Further down the draft are a QBs such as Lynch and Connor Cook, projected as second round talent by ESPN, but who may be picked sooner due to the importance placed in a signal caller – “it’s a quarterback-starved league” says Steve Muench. Lynch has the physical tools and “can be somebody’s quarterback in the next few years”, but lacks experience and hasn’t displayed ideal intangibles, whilst Cook has “good starting experience and success in a pro-style offense”, but displays sloppy footwork alongside leadership concerns.
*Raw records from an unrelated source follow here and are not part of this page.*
PR #5712, opened 2026-06-11
[18.0][OU-IMP] website: fix migrated snippets

pilarvargas-tecnativa:
Add missing data-vcss="001" and data-vxml="001" attributes
required by Odoo 18 on migrated snippets.

@Tecnativa TT63052

@pedrobaeza please review

### DIFF
--- a/openupgrade_scripts/scripts/website/18.0.1.0/post-migration.py
+++ b/openupgrade_scripts/scripts/website/18.0.1.0/post-migration.py
@@ -1,0 +1,36 @@
+# Copyright 2026 Tecnativa - Pilar Vargas
+# License AGPL-3.0 or later (https://www.gnu.org/licenses/agpl).
+
+from openupgradelib import openupgrade
+
+
+def migrate_snippet_attribute(env, snippet_class, attribute, value):
+    openupgrade.logged_query(
+        env.cr,
+        rf"""
+        UPDATE ir_ui_view v
+           SET arch_db = (
+               SELECT jsonb_object_agg(
+                          lang,
+                          regexp_replace(
+                              arch,
+                              $$<section(?=[^>]*class="[^"]*{snippet_class}[^"]*")(?![^>]*{attribute}=)([^>]*)>$$,
+                              $$<section\1 {attribute}="{value}">$$,
+                              'g'
+                          )
+                      )
+                 FROM jsonb_each_text(v.arch_db) AS translation(lang, arch)
+           )
+         WHERE v.website_id IS NOT NULL
+           AND v.arch_db::text LIKE '%{snippet_class}%'
+        """,
+    )
+
+
+@openupgrade.migrate()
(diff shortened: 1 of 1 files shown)


openupgrade_scripts/scripts/website/18.0.1.0/post-migration.py
```diff
@@ -0,0 +1,36 @@
+# Copyright 2026 Tecnativa - Pilar Vargas
+# License AGPL-3.0 or later (https://www.gnu.org/licenses/agpl).
+
+from openupgradelib import openupgrade
+
+
+def migrate_s_carousel_snippets(env):
+    env.cr.execute(
```
pedrobaeza: Use `openupgrade.logged_query` instead, and check the pre-commit. You may need to add `r` as prefix.

pilarvargas-tecnativa: thanks

pedrobaeza (commented):
As the SQL is mostly the same, you can put it once, and just pass arguments for the differences.

openupgrade_scripts/scripts/website/18.0.1.0/post-migration.py
```diff
@@ -0,0 +1,73 @@
...
+               WHERE view.website_id IS NOT NULL
+                 AND view.arch_db::text LIKE '%{snippet_class}%'
+               GROUP BY view.id
+          ) data
+         WHERE v.id = data.id
+        """,
+    )
+
+
+def migrate_s_comparisons_snippets(env):
```
pedrobaeza: Why not refactoring this one?

openupgrade_scripts/scripts/website/18.0.1.0/post-migration.py
```diff
@@ -0,0 +1,73 @@
...
+                         lang,
+                         regexp_replace(
+                             arch,
+                             $$<section(?=[^>]*class="[^"]*{snippet_class}[^"]*")(?![^>]*{attribute}=)([^>]*)>$$,
+                             $$<section\1 {attribute}="{value}">$$,
+                             'g'
+                         )
+                     ) AS arch_db
+                FROM ir_ui_view view
+                CROSS JOIN LATERAL jsonb_each_text(view.arch_db) AS value(lang, arch)
```
pedrobaeza: I don't get the need of this join. You can do it without it I think.

pilarvargas-tecnativa: done

openupgrade_scripts/scripts/website/18.0.1.0/post-migration.py
pilarvargas-tecnativa: done

pedrobaeza (approved):

PR #5714, opened 2026-06-12
[16.0][IMP] account: migrate bank statement chatter attachments to attachment_ids

CarlosRoca13:
In Odoo 16, account.bank.statement gains a new attachment_ids many2many field to ir.attachment. Add a post-migration query that links the existing chatter attachments (ir.attachment with res_model = 'account.bank.statement') into this field.

cc @Tecnativa TT63091

ping @pedrobaeza @sergio-teruel

### DIFF
--- a/openupgrade_scripts/scripts/account/16.0.1.2/post-migration.py
+++ b/openupgrade_scripts/scripts/account/16.0.1.2/post-migration.py
@@ -32,6 +32,23 @@ _deleted_xml_records = [
 ]
 
 
+def _fill_account_bank_statement_attachment_ids(env):
+    """The chatter attachments of the bank statements are now linked through
+    the new `attachment_ids` many2many field, so we fill it with the existing ones.
+    """
+    openupgrade.logged_query(
+        env.cr,
+        """
+        INSERT INTO account_bank_statement_ir_attachment_rel
+            (account_bank_statement_id, ir_attachment_id)
+        SELECT ia.res_id, ia.id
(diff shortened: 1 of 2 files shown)


pedrobaeza (commented):
But where these attachments come from? It's an OCA module?

sergio-teruel:
Before version 16.0, the `account.bank.statement` model inherited from `mail.thread`, so users could attach files directly to the statement record through the chatter.

Starting from 16.0, this model no longer inherits from `mail.thread`, so the previous attachments are no longer visible through the chatter. However, Odoo added the `attachment_ids` field directly on the model here:

https://github.com/odoo/odoo/blob/f95bcc097fd7e70af8d28a66c010ae9b9490f439/addons/account/models/account_bank_statement.py#L100

In addition, `account_statement_base` already exposes this field in the form view using the `many2many_binary` widget:

https://github.com/OCA/account-reconcile/blob/18.0/account_statement_base/views/account_bank_statement.xml#L83

So I think there are two possible approaches:

1. Restore the chatter by inheriting from `mail.thread` again and adding the chatter back to the view.
2. Do not restore the chatter, but migrate/recreate the relation between the bank statements and their existing attachments so they are available through the current `attachment_ids` field.

Personally, I would prefer option 2, because it keeps the current Odoo design and avoids reintroducing the chatter only for attachment visibility.

pedrobaeza (approved):
Understood. Thanks for the clarifications. They may be in the commit message, but let's not block it.

PR #5716, opened 2026-06-13
[19.0][OU-FIX] account_edi_ubl_cii: guard map_values when source column is absent

mvalee:
## Problem

The `account_edi_ubl_cii` 19.0 pre-migration script calls `openupgrade.map_values()`
on `account_tax.ubl_cii_tax_exemption_reason_code`, but that column is **not present
on every 18.0 database** (e.g. Community installs that never stored it). On such a DB
the migration aborts:

```
psycopg2.errors.UndefinedColumn: column "ubl_cii_tax_exemption_reason_code" does not exist
ERROR ... OpenUpgrade: account_edi_ubl_cii: error in migration script
         .../account_edi_ubl_cii/19.0.1.0/pre-migration.py
CRITICAL ... Failed to initialize database `<db>`.
```

Because it runs during `-u all`, the whole 18.0 -> 19.0 upgrade fails, not just this module.

Hit while migrating a real Belgian Community 18.0 -> 19.0 database.

## Fix

Guard the value remap with `openupgrade.column_exists()`. When the column is absent
there is nothing to remap, and the 19.0 module update creates it afterwards, so
skipping is correct (not a workaround).

## Verification

With the guard, a full `-u all` 18.0 -> 19.0 upgrade completes on a Community database
that lacks the column (176 modules loaded), with data and accounting balances intact.


openupgrade_scripts/scripts/account_edi_ubl_cii/19.0.1.0/pre-migration.py
```diff
@@ -19,10 +19,18 @@
...
 @openupgrade.migrate()
 def migrate(env, version):
-    openupgrade.map_values(
-        env.cr,
-        "ubl_cii_tax_exemption_reason_code",
-        "ubl_cii_tax_exemption_reason_code",
-        _reason_code_map,
-        table="account_tax",
-    )
+    # The ``ubl_cii_tax_exemption_reason_code`` column is not present on every
```
hbrunn: how can this happen? that's more interesting than the generated bullshit below

hbrunn (changes requested):

openupgrade_scripts/scripts/account_edi_ubl_cii/19.0.1.0/pre-migration.py
aurelien-tempo: Hello,
I just had the case during my migration from 16 to 19.
In 18, the account_edi_ubl_cii module is auto-installed if you have the account module, while the account_edi_ubl_cii_tax_extension isn't.
In 19, the 2nd module was merged into the 1st one.
So if you had account_edi_ubl_cii but not account_edi_ubl_cii_tax_extension in 18, the column does not exist yet.

hbrunn: so please write a condensed version of this in the comment, and delete the rest

aurelien-tempo: @mvalee could you please update the comment so that it can be merged ?

mvalee: have adapted

pedrobaeza (approved):

hbrunn (approved):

Essentially – do you believe in Goff’s intangibles? Or do you trust your coaches to get Wentz up to speed and get his athleticism on top? Or double down on the latter theory, and take Lynch later on? There is no consensus at the moment, but with LA trading up on Thursday, it looks like one of these QBs will go first pick.

Josh Gordon

The Cleveland Browns’ exceptionally talented but suspended wide receiver Josh Gordon has reportedly had his request for reinstatement denied, following a failed drug test containing marijuana and dilute.
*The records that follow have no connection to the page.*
PR #5719, opened 2026-06-15
[18.0][OU-FIX] l10n_it: remove xmlid for taxes as they would be partially duplicated with possible critics errors during migration

sergiocorato:
During migration from 17.0 of l10n_it the records with option `auto_sequence="1"` re-create theirs xmlids and sometimes they conflict with the existing records.

This PR remove completely them, to let Odoo re-create them safely.

This PR is for Italian module, maybe it could be a need of other localization modules too.

### DIFF
--- a/openupgrade_scripts/scripts/l10n_it/18.0.0.9/pre-migration.py
+++ b/openupgrade_scripts/scripts/l10n_it/18.0.0.9/pre-migration.py
@@ -1,0 +1,27 @@
+from openupgradelib import openupgrade
+
+# List of XML IDs of tax reports defined in l10n_it
+# These include the generic VAT report and the annual reports
+ITALIAN_REPORT_XML_IDS = [
+    "l10n_it.tax_report_vat",
+    "l10n_it.tax_annual_report_vat_va",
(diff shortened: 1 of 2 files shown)


hbrunn (commented):
won't you delete manual customizations this way?

sergiocorato:
> won't you delete manual customizations this way?

These reports are recreated from templates, so these manual customizations will be lost anyway.

These reports are only visible in EE but I don't use it so I don't know how they work, but how do you do customizations? They're only reports for what I can see.

hbrunn:
yes right, people will have to live with that.

it's still weird to me that `delete_records_safely_by_xml_id` does not do the job here, did you investigate this? Note in any case that `delete_childs` does not do what you think it does: https://github.com/OCA/openupgradelib/blob/master/openupgradelib/openupgrade.py#L3638-L3642, is this possibly the problem? In my opinion, this is simply fixable by replacing `"ir.ui.view"` with `record._name`

sergiocorato:
No more needed from commit https://github.com/OCA/OCB/commit/30bbf03637de2858b4bcc0ca2869ce46174271e1

PR #5732, opened 2026-06-16
[19.0][MIG] hr_timesheet

hbrunn:


hbrunn:
/ocabot migration hr_timesheet

<dependency>Depends on : 

- hr : #5566
- hr_hourly_cost : #5687
- analytic : #5509
- project : #5572
- uom : #5472</dependency>

carlos-lopez-tecnativa (commented):
LGTM.

Just a technical note: in this commit, Odoo removed `default_user` in favor of `default_user_group`:
https://github.com/odoo/odoo/commit/6451f5cce5b1fca770a95f766fe1fb99a9f56bd3#diff-b221f962f9047cb9f77630022f0d5689469db17e677854bc38f2653837791d75R9

In a fresh v19 database created **without demo data**, this new group does not have any privileges assigned.

Image

However, in a database migrated from v18 (**also without demo data**), I can see that this group does have the privileges assigned.

Image


I'm not sure whether each module should handle this individually or if it is acceptable for the `base` migration script to **copy all groups from default_user to default_user_group**, **considering that Odoo only performs this assignment when demo data is installed:**
https://github.com/OCA/OpenUpgrade/blob/c7915dca6f29f4fb6dc2e577fb93a8da0a78e176/openupgrade_scripts/scripts/base/19.0.1.3/post-migration.py#L85

TT58641

pedrobaeza (approved):
About the default groups for new users, I think it can be done in `base` module, yes.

Mike Tanier of Bleacher Report thinks Gordon’s getting a raw deal from the NFL – “he is like many NFL players, in that he has no privacy when it comes to drug testing”. The timing of the leak seems to be related to increasing calls on the NFL for a decision on Gordon’s reinstatement, indicating that these “leaks are becoming more strategic, calculated”.

SI’s Doug Farrar believes it’s time for a change in policy regarding marijuana anyway – especially as marijuana has been shown to “help people in two areas of common concern to every NFL player—pain management and the effects of head trauma”. The drug is now legal in many states in the US, but the NFL remains steadfast it its policy, resulting in many players (such as NE’s Chandler Jones and Seattle’s Derrick Coleman) turning to potentially more dangerous synthetic equivalents in the belief that they “will pass through drug tests where regular marijuana will not”. The prospect of change is slim for the time being, as “expecting Goodell and his current medical cronies to switch their view on this may be a fool’s errand.”
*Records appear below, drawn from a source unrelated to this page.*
PR #5736, opened 2026-06-16
[19.0][MIG] hr_skills

hbrunn:


hbrunn:
/ocabot migration hr_skills

<dependency>Depends on : 

- hr : #5566</dependency>

openupgrade_scripts/scripts/hr_skills/19.0.1.0/post-migration.py
```diff
@@ -0,0 +1,60 @@
...
+    env.cr.execute(
+        """
+        UPDATE hr_employee_skill
+        SET valid_from = create_date
+        WHERE valid_from IS NULL AND create_date IS NOT NULL
+        """
+    )
+
+
+def hr_job_job_skill_ids(env):
```
pedrobaeza, line 37:
```suggestion
def hr_job_skill_ids(env):
```

openupgrade_scripts/scripts/hr_skills/19.0.1.0/post-migration.py
```diff
@@ -0,0 +1,60 @@
...
+
+
+def hr_employee_skill_validity_dates(env):
+    """
+    Set hr.employee.skill#valid_from from hr.employee.skill.log
+    """
+    env.cr.execute(
+        """
+        UPDATE hr_employee_skill hes
+        SET valid_from = hesl.date
```
pedrobaeza, line 14: What about `valid_to`?

pedrobaeza (changes requested):
And please check the comments about the style of other PRs.

openupgrade_scripts/scripts/hr_skills/19.0.1.0/post-migration.py
hbrunn: we don't know that. and hr_employee_skill_log only contains the last skill, so no way to deduce end times from start times of the next skill level

openupgrade_scripts/scripts/hr_skills/19.0.1.0/post-migration.py
hbrunn: the field is called job_skill_ids

openupgrade_scripts/scripts/hr_skills/19.0.1.0/upgrade_analysis_work.txt
```diff
@@ -0,0 +1,125 @@
...
+hr_skills    / res.users                / employee_skill_ids (one2many) : module is now 'project_hr_skills' ('hr_skills')
+hr_skills_survey / hr.resume.line           / department_id (many2one)      : not stored anymore
+
+# NOTHING TO DO
+
+---XML records in module 'hr_skills'---
+NEW hr.resume.line.type: hr_skills.resume_type_training [renamed from hr_skills_slides module]
+DEL hr.resume.line.type: hr_skills.resume_type_social_media
+NEW ir.actions.act_window: hr_skills.action_hr_employee_skill_certification
+NEW ir.actions.act_window: hr_skills.hr_employee_certification_report_action [renamed from hr_skills_survey module] (deleted domain)
```
MiquelRForgeFlow, line 86: In case `hr_skills_survey` was installed, you have to remove the `domain`.

hbrunn: thanks, I'm doing this unconditionally now

MiquelRForgeFlow (approved):

openupgrade_scripts/scripts/hr_skills/19.0.1.0/post-migration.py
pedrobaeza: That can be arguable, specially for progressive skills, example language level, you are L1 until you are L2, and then up to L3, and so on. But let's continue for now, and I'll dig more on that one.

pedrobaeza (approved):

PR #5748, opened 2026-06-23
[19.0][MIG] event

hbrunn:


hbrunn:
/ocabot migration event

<dependency>Depends on : 

- barcodes : #5547
- base_setup : #5466
- mail : #5466
- phone_validation : #5566
- portal : #5501
- utm : #5580</dependency>

hbrunn:
tests fixed in https://github.com/OCA/openupgradelib/pull/456

openupgrade_scripts/scripts/event/19.0.1.9/upgrade_analysis_work.txt
```diff
@@ -0,0 +1,126 @@
+---Models in module 'event'---
+new model event.mail.slot
+new model event.slot
+
+# NOTHING TO DO: new funcitonality
+
+---Fields in module 'event'---
+event        / event.event              / badge_format (selection)      : selection_keys removed: [96x134, 96x82]
+
+# DONE: mapped keys to four_per_sheet
```
pedrobaeza: Apart from the same comment of the other PR about letting an empty line in between, this comment misses if it's done in pre or post-migration, as we have done in other PRs.

openupgrade_scripts/scripts/event/19.0.1.9/post-migration.py
```diff
@@ -0,0 +1,36 @@
...
+        env["event.question"],
+        "event_question",
+        "event_type_ids",
+        "event_type_id",
+    )
+
+
+@openupgrade.migrate()
+def migrate(env, version):
+    openupgrade.load_data(env, "event", "19.0.1.9/noupdate_changes.xml")
```
pedrobaeza: I think the switch of the cron to 24 should be mitigated, as we may change the cron period or unit previously.

And I miss the changes for `event_question_name` and company for the new fields `is_default` and `is_reusable` that are in https://github.com/odoo/odoo/blob/19.0/addons/event/data/event_question_data.xml

pedrobaeza (changes requested):

openupgrade_scripts/scripts/event/19.0.1.9/upgrade_analysis_work.txt
hbrunn: added where appropriate

openupgrade_scripts/scripts/event/19.0.1.9/post-migration.py
hbrunn: removed the cron record and added code that adjusts the interval if default settings were kept

the whole concept of default questions is new, before they were produced in [code](https://github.com/odoo/odoo/blob/18.0/addons/event/models/event_event.py#L55-L60), so I don't think there's anything to do about that

pedrobaeza (approved):
Although this is still not the exact expected format in work file, it's not reasonable to block it. Let's move on.

PR #5749, opened 2026-06-24
[17.0][FIX] stock: picked not synchronized between stock.move and stock.move.line

CarlosRoca13:
When the stock.move has stock.move.line related, the value of the stock.move was not set to False but it can have stock.move.line with the falsy value, so check if the value of the lines are False so set the value of the move.

cc @Tecnativa TT63355

ping @pedrobaeza @carlosdauden


carlosdauden (approved):

cubells (approved):
:+1: 

LGTM

Code review and test

pedrobaeza (approved):

PR #5751, opened 2026-06-24
[19.0][OU-ADD] maintenance,stock_maintenance: Migration scripts

carlos-lopez-tecnativa:
TT58667


legalsylvain:
/ocabot migration maintenance


<dependency>Depends on : 

- stock : #5547
- maintenance : #5751</dependency>

openupgrade_scripts/scripts/maintenance/19.0.1.0/pre-migration.py
```diff
@@ -0,0 +1,52 @@
...
+        """,
+    )
+    openupgrade.logged_query(
+        env.cr,
+        """
+        UPDATE maintenance_request mr
+        SET schedule_end = schedule_date + INTERVAL '1 hour'
+        WHERE mr.schedule_date IS NOT NULL AND COALESCE(mr.duration, 0) = 0
+        """,
+    )
```
pedrobaeza, line 36: You can do it in one shot:

```suggestion
        UPDATE maintenance_request mr
        SET schedule_end = schedule_date + INTERVAL '1 hour' * COALESCE(mr.duration, 1)
        WHERE mr.schedule_date IS NOT NULL
        """,
    )
```

openupgrade_scripts/scripts/maintenance/19.0.1.0/upgrade_analysis_work.txt
```diff
@@ -0,0 +1,33 @@
...
+
+maintenance  / maintenance.equipment    / match_serial (boolean)        : module is now 'stock_maintenance' ('maintenance')
+# NOTHING TO DO: It was simply moved to the stock_maintenance module.
+
+maintenance  / maintenance.equipment.category / alias_id (many2one)           : DEL relation: mail.alias, required
+# DONE: post-migration, delete the mail.alias records related to maintenance.equipment.category
+
+maintenance  / maintenance.equipment.category / _inherits                     : DEL _inherits: {'mail.alias': 'alias_id'}, stored: False
+maintenance  / maintenance.equipment.category / message_follower_ids (one2many): DEL relation: mail.followers
+maintenance  / maintenance.equipment.category / message_ids (one2many)        : DEL relation: mail.message
```
pedrobaeza, line 14: This can go with the previous `DONE` line.

pedrobaeza (changes requested):

openupgrade_scripts/scripts/maintenance/19.0.1.0/pre-migration.py
carlos-lopez-tecnativa: I adjusted the query, but `COALESCE` only takes effect when the value is `NULL`. In the database, the value can also be 0, so that case was not being handled correctly. I have now taken that into account and consolidated the logic into a single query.

Please let me know if this works for you.

pedrobaeza (approved):

PR #401, opened 2025-04-23
Fix the Adam gradient optimizer

Craigacp:
### Description
The optimizer was multiplying by the squared gradient accumulator rather than dividing by it, this is fixed now.

### Motivation
Correcting the implementation of Adam.


JackSullivan (approved):
Looks good to me

PR #410, opened 2025-10-17
Add epsilon to impurity comparisons in tree construction

### LINKED ISSUE #407: "bounds must be positive" Exception during ExtraTreesTrainer training in certain nodes
**Describe the bug**
While training an ExtraTreesTrainer on a dataset with multiple features and high tree depth, the training process sometimes fails after successfully building hundreds of trees. The following exception is thrown:
```
bound must be positive
at org.tribuo.regression.rtree.impl.RegressorTrainingNode.buildRandomTree(RegressorTrainingNode.java:236)
at org.tribuo.regression.rtree.impl.RegressorTrainingNode.buildTree(RegressorTrainingNode.java:150)
```

**To Reproduce**
The following configuration was used:
```
var trainer = new ExtraTreesTrainer<>(
    new CARTRegressionTrainer(
        12,       // maxDepth: tree depth
        1.0f,     // minChildWeight
        0.0f,     // minImpurityDecrease
        0.5f,     // fractionFeaturesInSplit
        true,     // useRandomSplitPoints
        new MeanSquaredError(), // impurity
        42L       // seed
    ),
    new AveragingCombiner(),
    500,       // numTrees
    42L
);
```

**Additional context**

In RegressorTrainingNode.buildRandomTree:
```
// if there is only 1 inverted feature for this feature, it has only 1 value, so cannot be split
if (feature.size() == 1) {
    continue;
}

int splitIdx = rng.nextInt(feature.size() - 1);
```

**Observation / Hypothesis**
In certain nodes, there may be no values left for a selected feature.

In such cases, feature.size() == 0, which results in rng.nextInt(feature.size() - 1) → rng.nextInt(-1) → "bounds must be positive" exception.

The current check feature.size() == 1 only handles the case with exactly one value, not the empty case.

Craigacp:
### Description
Adds an epsilon to the impurity check when finding the best split in tree construction to prevent splits with an empty branch from comparing as lower than the node's impurity.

For a wider look at performance-enhancing and recreational drug testing in the NFL, give our piece from February a read.

Fifth-Year Options

The first fifth-year option pickups are starting to trickle in, with Tyler Eifert  and probably Star Lotulelei joining Kenny Vaccaro. For those not in the know, under the 2011 Collective Bargaining Agreement, all first-round picks have a fifth-year option inserted into their rookie contract, which a team can pick up after three years. It essentially means those players are under contract for two years, giving everyone plenty of notice and incentive to get to work on longer term contracts, or to give players one last chance to prove they’re long-term contract worthy. Contracts are worth an average of what good players at that position earn. For example, Kenny Vaccaro was the 15th pick in the 2013 draft, and will earn an average of what the 3rd through 25th best paid safeties in 2017 earn.

Teams have until early May to pick up fifth-year options. These are only fully guaranteed in case of injury, so a fit player who has a bad 2016 can be released in 2017 at no cost to the club and no security to the player.

As far as who’s likely to get their options picked up goes, Philadelphia’s Lane Johnson already has his big extension so there’s no option left to pick up, while at the other end of the scale Indianapolis cut Björn Werner, leaving no contract for there to be a fifth-year option on.  Expect players like Desmond Trufant, DeAndre Hopkins, Sheldon Richardson and Sharrif Floyd to get their options picked up, while players like Matt Elam, Dee Milliner and Barkevious Mingo will probably go without. It’s a good indicator, three years into their career, which of the first-rounders are looking like good players in future, and which are seen as busts.